Galerie and A. Rudin Toast Orlando Diaz-Azcuy’s Symphony Collection for Matsuoka
The elegant soiree was held at A. Rudin’s design showroom in Manhattan’s D&D Building
On Wednesday night, the New York design world gathered with Galerie and the A. Rudin family to toast the debut of internationally renowned designer Orlando Diaz-Azcuy’s Symphony collection for Matsuoka. A. Rudin’s Ralph and Spencer Rudin (father and son, respectively) hosted the elegant soiree at their design showroom in Manhattan’s Decoration & Design Building.
Diaz-Azcuy’s masterful new collection draws inspiration from history’s great composers, each piece titled after a symphonic work, such as a table named for Chopin’s Polonaise. He combined his musical influences with an affinity for Japanese style, telling Galerie, “I take the details of Japanese design and inspire myself on that.”
The six-piece collection for Matsuoka, which kicks off a larger partnership between the celebrated San Francisco designer and the fifth-generation Japanese furniture brand, couples clean Japanese-inspired designs with a set of alluring veneers.

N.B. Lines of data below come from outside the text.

PR #282, opened 2023-12-11
Delete Initial File

Billy19191:
Unused python script


chuxinh:
Hi @Billy19191 thanks for making a PR to our repo. 

The `__init__.py` file is to initialise a Python package. In this case as it also needs to import code from other directories within the project, having an `__init__.py` file can help structure your directories as packages and simplify imports.

chuxinh:
Hi @Billy19191 thanks for making a PR to our repo.

The `__init__.py` file is to initialise a Python package. In this case as it also needs to import code from other directories within the project, having an `__init__.py` file can help structure your directories as packages and simplify imports.

PR #351, opened 2024-02-07
Added growthepie origin_key column

mseidlx:
Added column 'growthepie_origin_key' which is the chain identifier that we use in our backend as well as our main API endpoints (api.growthepie.xyz/v1/fundamentals.json and api.growthepie.xyz/v1/contracts.json)

Had some trouble with the CSV (classic date locale issues....) maybe a different file type (i.e. JSON?) is better suited for collaboration


MSilb7:
I realized we were never pulling the 'origin key' out of our GTP API pulls. Updated the helper function to pull this + replaced the alias column with the origin key column (will update downstream queries). Thanks!

PR #668, opened 2024-08-13
Add lisk and swan

chuxinh:
- add list and swan mainnets 
- update the template 

Please have a look @MSilb7 and the pipeline is already running


chuxinh:
also what's the best way to add them into your superchain aggregate logic? @MSilb7

MSilb7:
great, yeah i see the pipelines are running in goldksy now too. to add them to superchain logic for transactional data, we need to update the [chain metadata file](https://github.com/ethereum-optimism/op-analytics/blob/main/op_chains_tracking/inputs/chain_metadata_raw.csv) to:

- add a row if doesn't already exist (i think both do)
- tag as a standard or non-standard config chain in `chain_type`
- add oplabsdb_schema & other mappings (growthepie, defillama, etc) if they exist yet. If not, we just need to stay on top of it / figure out some other process.

MSilb7:
We also need to know Swan's L1 contracts, is that documented anywhere?

MSilb7:
> We also need to know Swan's L1 contracts, DA layer, state layer. We have no info, is that documented anywhere? @chuxinh

Found them on L2Beat. We should make the input form more public / link this somewhere that we show which chains propogate through to the Superchain health dashboard & how they can update themselves.

MSilb7 (approved):
Left comments above, should be good now. We still have a discrepancy on Swan's gas token, but we'll backfill whatever is correct later.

Inspired by the traditional technique of cloisonné, the collection features wood inlays in the form of the lotus flower and other cultural motifs. The Fantastique cabinet, for example, is a cream-colored console with ebony inlay reminiscent of bamboo stems.

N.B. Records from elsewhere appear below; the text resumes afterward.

PR #810, opened 2024-09-17
Remove converted .py file and update ipynb so results are not written to txt (already going to BQ)

lithium323:
**Description**

Remove converted .py file and update ipynb so results are not written to txt (already going to BQ). I believe the txt files are no longer being used anywhere else in the repo.


MSilb7:
Hi, the use case for the .txt files is so we can read the latest gas prices in to google sheets for public chain parameter calculators.
- [Google Sheet](https://docs.google.com/spreadsheets/d/1V3CWpeUzXv5Iopw8lBSS8tWoSzyR4PDDwV9cu2kKOrs/edit?gid=186414307#gid=186414307) | [Docs Reference](https://docs.optimism.io/builders/chain-operators/management/blobs#determine-scalar-values-for-using-blobs)
- Formula to call this txt file is `=IMPORTDATA("https://static.optimism.io/op-analytics/reference_data/market_data/outputs/suggest_base_fee.txt")`

Open to other ideas, but we followed this pattern, since FND also does it to create a circulating OP token supply endpoint (but that only updates monthly).

But to reduce commits, maybe we can either:
1. Make this update once per day or so, rather than every hour.
or 2. Push things like this in to a separate repo, so that it doesn't clog things.

lithium323:
> Hi, the use case for the .txt files is so we can read the latest gas prices in to google sheets for public chain parameter calculators.
> 
> * [Google Sheet](https://docs.google.com/spreadsheets/d/1V3CWpeUzXv5Iopw8lBSS8tWoSzyR4PDDwV9cu2kKOrs/edit?gid=186414307#gid=186414307) | [Docs Reference](https://docs.optimism.io/builders/chain-operators/management/blobs#determine-scalar-values-for-using-blobs)
> * Formula to call this txt file is `=IMPORTDATA("https://static.optimism.io/op-analytics/reference_data/market_data/outputs/suggest_base_fee.txt")`
> 
> Open to other ideas, but we followed this pattern, since FND also does it to create a circulating OP token supply endpoint (but that only updates monthly).
> 
> But to reduce commits, maybe we can either: 1 Make this update once per day or so, rather than every hour. or 2 Push things like this in to a separate repo, so that it doesn't clog things.

ah that's good to know! To make the dependency more explicit something we could do is have github action update a specific cell in the destination spreadsheet.  If that sounds good I can look into it.

PR #844, opened 2024-10-01
Added RPGF5 folder and testing scripts

baokiddy:
**Description**

Creating a folder to hold RPGF testing scripts and inputs


lithium323 (approved):
on the json file name I would recommend removing the spaces from the file name. It has ` (2)` on the name.

PR #919, opened 2024-10-23
Fix bug in l2beat data pull: last slug was being assigned to all projects

lithium323:
**Description**

**Tests**

**Additional context**

**Metadata**


MSilb7:
confirmed the issue, looks good 
image

MSilb7 (approved):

“Orlando’s clearly a titan of design,” Spencer Rudin told Galerie over the sounds of a Julliard string quartet he hired for the event. The Rudin family made the connection with Diaz-Azcuy and Matsuoka about five years ago through Matsuoka president Christian Plasman, whose continual endeavor to bring the fifth-generation manufacturer into the contemporary age has resulted in a company renaissance of sorts. Rudin continued, “To be able to celebrate someone like that, and to be able to reinvigorate them at the ripe age of 85, blows my mind. We’re lucky to be able to showcase this.”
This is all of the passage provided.